### Task objective
Find every line of the records that has "depends" and return it.

### Source material
PR #54, opened 2023-06-19
Report xmonad-contrib CVE-2013-1436

akacase:
---

## Advisory

- [x] It's not duplicated
- [x] All fields are filled
- [x] It is validated by `hsec-tools`

PR #55, opened 2023-06-19
fix(advisory): rename HSEC-2022-0001 to HSEC-2023-0002

blackheaven:
---

## Advisory

- [x] It's not duplicated
- [x] All fields are filled


akacase:
@blackheaven by renaming this file to `0002` this conflicts with #54. Do you want me to rename to `0003`?

frasertweedale:
Thanks @blackheaven !

Issue #53, opened 2023-06-19
No specification of "references" section


david-christiansen:
## Summary

In the advisory template, there's a `references` section in the front matter:
```
[[references]]
type = "ARTICLE"
url = "https://example.com"
```

However, neither this section nor the extended example with all the comments describes what the valid entries for the `type` field are.

frasertweedale:
@david-christiansen the README has some explanation.  Feel free to copy/paste it to other relevant places.
Or someone else will get to it soon :)

blackheaven:
I'll add an explanation in the cli error

david-christiansen:
This comes from me role-playing a contributor, and they'll not be doing the command-line, right? The expected workflow is a pull request.

I'm a bit skeptical of copy-pasting information around, rather than having a single canonical source - is this perhaps evidence that the format docs are spread too much around and could be reorganized into a single file?

blackheaven:
I mean, I am serious, I came across this pitfall doing mine, but I was too lazy to fix it (to read fully the documentation too).

I agree you can't ask the contributor to run the check locally, but accurate/contextualized error messages is a way to ease contribution and would be displayed in the CI run result.

david-christiansen:
I just got it in the CI, and I now understand what you meant. Good point!

I think that it would also be useful for the CI to not show all the ones that pass, or to at least split passing and failing files in the output. I imagine that when we have 100 entries, it'll be hard to find the error messages to act on.

david-christiansen:
(sorry if the smiley came across as sarcastic, I was trying to communicate "yay, someone's doing it" not "what a silly answer")

blackheaven:
I may have been a bit defensive, sorry for that (I thought you didn't thought it was that of a big deal since you discovered during role-playing).

frasertweedale:
For sure, it would be good to have a bot that can give richer feedback in PRs to help contributors.  For now, we should just improve the docs, because there are still quite a few tooling enhancements on the critical path (OSV export, website builder, etc).

david-christiansen:
I think that this improvement to the CI is great, as most people don't proactively read docs. This will help. Thanks @blackheaven!

PR #56, opened 2023-06-19
Add an advisory for a potential DOS in toml-reader-0.1.0.0

david-christiansen:
This is my attempt to validate the process by creating an advisory as if I were not associated with the project. I've opened a couple of PRs and issues based on what I found. The rest of this PR test will be me role-playing through the process.

-------------------------

This is an advisory for an issue from `toml-reader` that I found some time ago. I [reported it to the author of the package](https://github.com/brandonchinn178/toml-reader/issues/8) and he promptly [fixed it](https://github.com/brandonchinn178/toml-reader/pull/9). I emailed him about creating this advisory, and he's aware that I'm doing so and supports it.

See the advisory text for details, but the basic problem is that the parser for numbers takes time linear in the size of the denoted number. Because of exponent notation, this means that a string of length _n_ can take **O**(10^_n_) time to parse.

I don't really understand CVSS, so I left it blank, hoping that the committee will help me create it. From what I can see, this is only a vulnerability if the library is used to parse untrusted input. If used for the common case, which is a configuration file, then the problem is no big deal, as someone being able to DOS their own machine doesn't let them hurt others. But the very tools that underlie this database use the library to parse TOML that's coming from others, so a DOS is indeed a concern.

---

## Advisory

- [x] It's not duplicated
- [x] All fields are filled

## hsec-tools


david-christiansen:
I'm not sure what I'm doing wrong - I got the following validation error:
```
advisories/hackage/biscuit-haskell/HSEC-2022-0001.md: no error
Advisory structure error:
InvalidFormat "reference.type" "BUG REPORT"
advisories/hackage/toml-reader/HSEC-0000-0000.md: advisories/hackage/aeson/HSEC-2023-0001.md: no error
EXAMPLE_README.md: no error
EXAMPLE_ADVISORY.md: no error
```
The message seems to be telling me about lots of files that I didn't just create, plus the one that I did. I guess it means that the others are fine, but the one I created has a bad reference type?

david-christiansen:
Someone in an issue (#53) pointed out that the example advisory in the README has the allowed categories. I'll revise!

david-christiansen:
Meta comment: it might be worth making a little command-line app that gives a somewhat friendlier way to create these advisories. I think that most Haskell users don't really know what a CWE or CVSS is, and we'll most commonly get fairly minimal TOML blocks rather than people going out and reading up. One way to address this could be a little script in the repo that asks a few questions and guides them through this process.

david-christiansen:
My CI has now passed, but it looks to me like the job that validates the advisory didn't actually run! In particular, I don't see "Invoke check-advisories workflow" as one of the jobs behind the green check on [6cfeccc](https://github.com/haskell/security-advisories/pull/56/commits/6cfeccc54c99e3b4c491f455944171b2df293d0f), but it's what failed on [6299888](https://github.com/haskell/security-advisories/pull/56/commits/6299888375844454c4b3c0c89e8652eb4701c385).

frasertweedale:
> My CI has now passed, but it looks to me like the job that validates the advisory didn't actually run! In particular, I don't see "Invoke check-advisories workflow" as one of the jobs behind the green check on [6cfeccc](https://github.com/haskell/security-advisories/pull/56/commits/6cfeccc54c99e3b4c491f455944171b2df293d0f), but it's what failed on [6299888](https://github.com/haskell/security-advisories/pull/56/commits/6299888375844454c4b3c0c89e8652eb4701c385).

It did run on [6cfeccc](https://github.com/haskell/security-advisories/pull/56/commits/6cfeccc54c99e3b4c491f455944171b2df293d0f): https://github.com/haskell/security-advisories/actions/runs/5315187694/jobs/9623351121

If I'm not mistaken, the `hsec-tools check` job does not appear until after the Haskell-CI matrix jobs have completed (successfully).

david-christiansen:
Ah, now I see it. I suppose I was just insufficiently patient (I hit reload a few times right after they stopped running and it had turned green and didn't see it). This was also in the evening, and coffee had not been consumed for some time. In any case, thanks!

david-christiansen:
Is there anything else I need to do with this report?

TristanCacqueray (approved):

blackheaven (approved):
Actually you need to rename it `HSEC-2023-0004.md`

BTW, it's something the bot should do.

TristanCacqueray:
Renaming is annoying, the `CONTRIBUTING.md` doesn't explain how to work exactly. Perhaps we could adapt https://github.com/rustsec/advisory-db/blob/main/.github/workflows/assign-ids.yml ?

frasertweedale:
Yeah, I think we could do something *similar* to the rust job.  One thing I do object to in the RustSec approach is that advisories get merged to main with ID `RUSTSEC-0000-0000`, *then* the job kicks in and creates a *second* PR to assign the ID.  I would prefer an approach that checks and updates the first initial pull request, so that everything that lands on `main` has a valid ID.  (This is important for the OSV export job, so that we do not generate and export bad data.)

david-christiansen:
It looks to me like [merge queues](https://docs.github.com/en/repositories/configuring-branches-and-merges-in-your-repository/configuring-pull-request-merges/managing-a-merge-queue) could solve this - it looks like a kind of integrated marge-bot or homu.

Perhaps a simple solution would be an action that assigns an ID  (perhaps built by composing https://github.com/marketplace/actions/file-changes-action with a tiny blob of shell to rename new files named `HSEC-0000-0000.md` to the right thing), triggered by a PR being added to a merge queue?

david-christiansen:
I renamed the file. I did it in two steps to see if the CI catches the mismatch between the filename and the internal ID :)

david-christiansen:
Back to my user role-play: How should I interpret this?
```
advisories/hackage/biscuit-haskell/HSEC-2023-0002.md: no error
advisories/hackage/xmonad-contrib/HSEC-2023-0003.md: no error
advisories/hackage/aeson/HSEC-2023-0001.md: no error
Advisory structure error:
IllegalOutOfBandOverride "date"
advisories/hackage/toml-reader/HSEC-2023-0004.md: EXAMPLE_README.md: no error
EXAMPLE_ADVISORY.md: no error
```

frasertweedale:
> Back to my user role-play: How should I interpret this?
> 
> ```
> advisories/hackage/biscuit-haskell/HSEC-2023-0002.md: no error
> advisories/hackage/xmonad-contrib/HSEC-2023-0003.md: no error
> advisories/hackage/aeson/HSEC-2023-0001.md: no error
> Advisory structure error:
> IllegalOutOfBandOverride "date"
> advisories/hackage/toml-reader/HSEC-2023-0004.md: EXAMPLE_README.md: no error
> EXAMPLE_ADVISORY.md: no error
> ```

You have to remove the `date` field from the TOML.  That date of the advisory will be inferred from the Git history.

frasertweedale:
> Edit: Shell is not enough - we'll probably need some Haskell to reassign the ID in the TOML block. I suppose the command-line tools could get an argument that makes them assign missing IDs in the repo.

The `rustsec-admin` tool has a command to assign IDs to unassigned advisories.  We can do something similar.  It involves both editing the TOML and renaming files.  Most likely I will just search-and-replace to edit the TOML rather than using the first-class TOML serialisation, to avoid field re-ordering (or the complexity we could incur to avoid it).

frasertweedale:
I'll take over this PR.  It will be the first advisory to include multiple affected libraries (*base*, *toml-reader*, ...?).  We have some *hsec-tools* work to do to support that scenario.  I propose to use symbolic links to reference it from multiple directories (with the hard copy in *base*, probably).

See also the discussion at https://gitlab.haskell.org/ghc/ghc/-/issues/23538

frasertweedale:
I updated the PR - it now mentions both *base* and *toml-reader* as affected.  It has also been assigned id **HSEC-2023-0007**

frasertweedale:
Failed uniqueness check is expected, and will require rebase after #98 lands.

mihaimaruseac (approved):

PR #66, opened 2023-06-23
deps: Cabal -> Cabal-syntax

frasertweedale:
We can narrow our dependency from *Cabal* to *Cabal-syntax*.


blackheaven (approved):

frasertweedale:
Nix doesn't like it due to incompatibility with (the version of cabal pinned to) GHC 9.2.  I'll drop this for now.

blackheaven:
It's `3.6.0.0` on nixpkgs, it should work, otherwise, we can override the flake.

frasertweedale:
> It's `3.6.0.0` on nixpkgs, it should work, otherwise, we can override the flake.

I don't want to spend more time on it right now.  If you want to have a crack at it, go for it :)

PR #387, opened 2021-10-07
372: Upgrade flutter dependencies

Schedulaar:


maxammann (approved):
Works on iOS

Better than before!

PR #412, opened 2021-11-15
Fix permissions on iOS

maxammann:
This PR contains fixes and improvement to the location permission detection. (especially for iOS)


maxammann:
Tested on iOS

PR #416, opened 2021-11-17
Fix Map Rotation

maxammann:
Sadly I dont know how to fix this else. I don't even know where to start...

### DIFF
--- a/frontend/android/app/src/main/AndroidManifest.xml
+++ b/frontend/android/app/src/main/AndroidManifest.xml
@@ -12,6 +12,7 @@
         <activity
             android:name=".MainActivity"
             android:launchMode="singleTop"
+            android:screenOrientation="portrait"
             android:theme="@style/LaunchTheme"
             android:configChanges="orientation|keyboardHidden|keyboard|screenSize|smallestScreenSize|locale|layoutDirection|fontScale|screenLayout|density|uiMode"
             android:hardwareAccelerated="true"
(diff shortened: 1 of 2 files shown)


Schedulaar:
I assume, the bug has to do with the changes of the FAB. The bug only occurs for me on the right hand side of the screen when rotated to landscape... Maybe you can have another look before we fix the orientation to portrait.
Afaik, rotating the device was no problem prior to the refactorings.

maxammann:
> I assume, the bug has to do with the changes of the FAB. The bug only occurs for me on the right hand side of the screen when rotated to landscape... Maybe you can have another look before we fix the orientation to portrait.
> Afaik, rotating the device was no problem prior to the refactorings.

This bug is already old. I noticed it already a few months ago, but could not reproduce it.
Now I had the idea of rotating my device first, and then atarting the app.

Has nothing to do with the fab.

Schedulaar:
Maybe this workaround is still not worth it. For tablets for example, it is very unusual to use portrait mode for example...

We should work an an upstream fix.

btw: does something like that also occus on ios?

maxammann:
I'd say for a short-time fix this is the way to go. Avoiding this bug is very important imo as it makes the app unusable if starting in landscape mode.
I can create a new issue which tries to fix this properly.

maxammann:
Happens only on Android so far.

PR #422, opened 2021-11-25
Move map style

### LINKED ISSUE #421: Move map style to a separate repository
The new home of the map style will be https://github.com/digitalfabrik/ehrenamtskarte-maplibre-style

maxammann:
Styles for the ehrenamtskarte live now here: https://maps.tuerantuer.org/styles/ehrenamtskarte/map.html
The integreat map style is also on this host. The old style.json is still accessible and will always be accessible in the state it currently is.

At some point in the future we can remove the style.json from tiles.ehrenamtskarte.app.

fixes #421


.circleci/config.yml
```diff
@@ -181,22 +181,13 @@ jobs:
...
-          name: "Download glyphs"
-          command: |
-            wget -O /tmp/glyphs.zip https://github.com/orangemug/font-glyphs/archive/gh-pages.zip
-            unzip /tmp/glyphs.zip
-            mv font-glyphs* font-glyphs
-            rm -f /tmp/glyphs.zip
-      - run:
-          name: "Build .deb"
-          command: ~/project/scripts/pack_deb.sh -v "0.$CIRCLE_BUILD_NUM" -m . -d "Mapbox styles.json with dependencies for the Ehrenamtskarte app" -n "eak-map-styles"
+          name: "Download legacy styles deb"
```
klinzo, line 184: Why do we download the old legacy styles here?

klinzo (approved):

.circleci/config.yml
maxammann: If we just remove the legacy styles, then current installations will fail.

PR #429, opened 2021-11-28
Prevent line breaks in category names

### LINKED ISSUE #391: Category titles are too long
**Describe the bug**
Sometimes the titles are breaking if they are too long. It also depends on screen size.

**To Reproduce**
1. Go to 'Suche'

**Expected behavior**
It should fit in one line.

**Screenshots**
image

**Smartphone (please complete the following information):**
 - Device: iPhone X

klinzo:
Fixes #391 

To increase the available space of the filter buttons with long names and therefore prevent line breaks sort by name length and put all categories with longer names in second row (less items -> more space).

Should also work fine on larger devices.


frontend/lib/search/filter_bar_button.dart
```diff
@@ -59,10 +60,24 @@ class _FilterBarButtonState extends State<FilterBarButton>
...
+      65.0,
+      smallWidth);
+
+    var numLargeElementsPerRow = totalWidth ~/ largeWidth;
+    var isSecondRow = widget.index >= max(minNumberElements, numLargeElementsPerRow);
+
+    // In the second row we can use larger width as there are only 4 categories
+    var width = isSecondRow
+      ? largeWidth
+      : smallWidth;
```
maxammann, line 80: I'm not sure whether this added complexity is worth it. How about refactorign the bar such that we just have two horizontal category lists?

Then we just manually put the elements there and set a custom width for each list. Even with this implementation we will have the magic values 80 and 65.

But I have to say that I do not really get how the items are behaving according to the definition above.

frontend/lib/search/filter_bar_button.dart
```diff
@@ -59,10 +60,24 @@ class _FilterBarButtonState extends State<FilterBarButton>
...
+      80.0,
+      (totalWidth - minNumberElements * paddingPerElement) / minNumberElements);
+
+    // At least 65 px are needed to fit all category names
+    var largeWidth = max(
+      65.0,
+      smallWidth);
+
+    var numLargeElementsPerRow = totalWidth ~/ largeWidth;
+    var isSecondRow = widget.index >= max(minNumberElements, numLargeElementsPerRow);
```
maxammann, line 75: On a tablet there is no second row, so would this then be always false?

frontend/lib/search/filter_bar_button.dart
maxammann: So my idea would be to simplify this a little bit by making it even more explicit. We know we have 1-2 rows and we know exactly how wide each icon is.

frontend/lib/search/filter_bar_button.dart
```diff
@@ -59,10 +60,24 @@ class _FilterBarButtonState extends State<FilterBarButton>
...
-        80.0,
-        (totalWidth - minNumberElements * paddingPerElement) /
-            minNumberElements);
+
+    // Width allowing at least minNumberElements in one row
+    var smallWidth = min(
+      80.0,
+      (totalWidth - minNumberElements * paddingPerElement) / minNumberElements);
+
+    // At least 65 px are needed to fit all category names
```
maxammann, line 69: I'm not sure whether this is specified in px or dp. One at least depends on the DPI. So I'm not sure whether this is a constant.

maxammann (approved):

maxammann:
We can still merge and try and experiment :D

frontend/lib/search/filter_bar_button.dart
klinzo: Yes

frontend/lib/search/filter_bar_button.dart
klinzo: So we have always to rows, one with 5 and one with 4 categories? I think that does not make sense on tablets

maxammann: I'm not sure about which approach is better. On tablets we would ofc add all icons to a single list.

I think the difference is **where** we handle this logic. In this PR it is handled in the button widget. The other approach would handle it at the level of the filter bar widget.

klinzo: Moved magic numbers to constants. Is there a reason why it needs to be handled in the filter bar widget? Otherwise I'd keep it as it works just fine

frontend/lib/search/filter_bar_button.dart
```diff
@@ -59,10 +60,24 @@ class _FilterBarButtonState extends State<FilterBarButton>
     const paddingPerElement = 8;
     const minNumberElements = 5;
     var totalWidth = MediaQuery.of(context).size.width;
-    var width = min(
-        80.0,
-        (totalWidth - minNumberElements * paddingPerElement) /
-            minNumberElements);
+
+    // Width allowing at least minNumberElements in one row
```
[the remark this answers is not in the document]
maxammann: I guess the answer is no?

frontend/lib/search/filter_bar_button.dart
maxammann: So is it a constant?

frontend/lib/search/filter_bar_button.dart
maxammann: No we can keep it where it is. I just wanted to raise the question whether it can be done in a simpler way, because these min/max formulas are quite complex.

frontend/lib/search/filter_bar_button.dart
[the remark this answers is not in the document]
klinzo: Yes, you were right, moved the comment accordingly

frontend/lib/search/filter_bar_button.dart
klinzo: Okay, maybe lets wait for a review from @Schedulaar

frontend/lib/search/filter_bar_button.dart
```diff
@@ -56,14 +60,30 @@ class _FilterBarButtonState extends State<FilterBarButton>
...
+        maxButtonWidth,
+        // Width allowing at least minNumberElements in one row
         (totalWidth - minNumberElements * paddingPerElement) /
             minNumberElements);
 
+    var largeWidth = max(requiredCategoryLongTitleWidth, smallWidth);
+
+    var numLargeElementsPerRow = totalWidth ~/ largeWidth;
+    var isSecondRow =
+        widget.index >= max(minNumberElements, numLargeElementsPerRow);
```
Schedulaar, line 82: If I understand correctly, `max(minNumberElements, numLargeElementsPerRow)` is the number of elements in the first row. But why do we use `numLargeElementsPerRow` here as in the first row only smallWidth is used?

Shouldn't it rather be `max(minNumberElements, numSmallElementsPerRow)` with `numSmallElementsPerRow = totalWidth ~/ smallWidth`?

frontend/lib/search/filter_bar_button.dart
Schedulaar: Yeah, the calculations seem quite error prone to me as well, although I don't really have a better suggestion at the top of my head :/

frontend/lib/search/filter_bar_button.dart
```diff
@@ -56,14 +60,30 @@ class _FilterBarButtonState extends State<FilterBarButton>
 
   @override
   Widget build(BuildContext context) {
+    const maxButtonWidth = 80.0;
     const paddingPerElement = 8;
     const minNumberElements = 5;
+
+    // At least a width of 65 is needed to fit all category names
+    const requiredCategoryLongTitleWidth = 65.0;
```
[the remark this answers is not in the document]
Schedulaar: Ah it's not really a minimum though... Nevermind I guess^^

Schedulaar (approved):

frontend/lib/search/filter_bar_button.dart
klinzo: Should be dp/dip. Not sure if that is a constant.

frontend/lib/search/filter_bar_button.dart
klinzo: Made things more explicit now. I'd merge this as I tested this on multiple devices with reasonable screen size now and did not experience any issues.

frontend/lib/search/filter_bar_button.dart
klinzo: But I tested it on multiple devices now and seems to work fine.

klinzo:
I tested this on multiple devices and it works just fine everywhere:
800x1280px:
image
1080x2160px:
image
480x800px:
image
... and even on a 2"7 with 240x320px:
image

### Response to this task
Sometimes the titles are breaking if they are too long. It also depends on screen size.
maxammann, line 69: I'm not sure whether this is specified in px or dp. One at least depends on the DPI. So I'm not sure whether this is a constant.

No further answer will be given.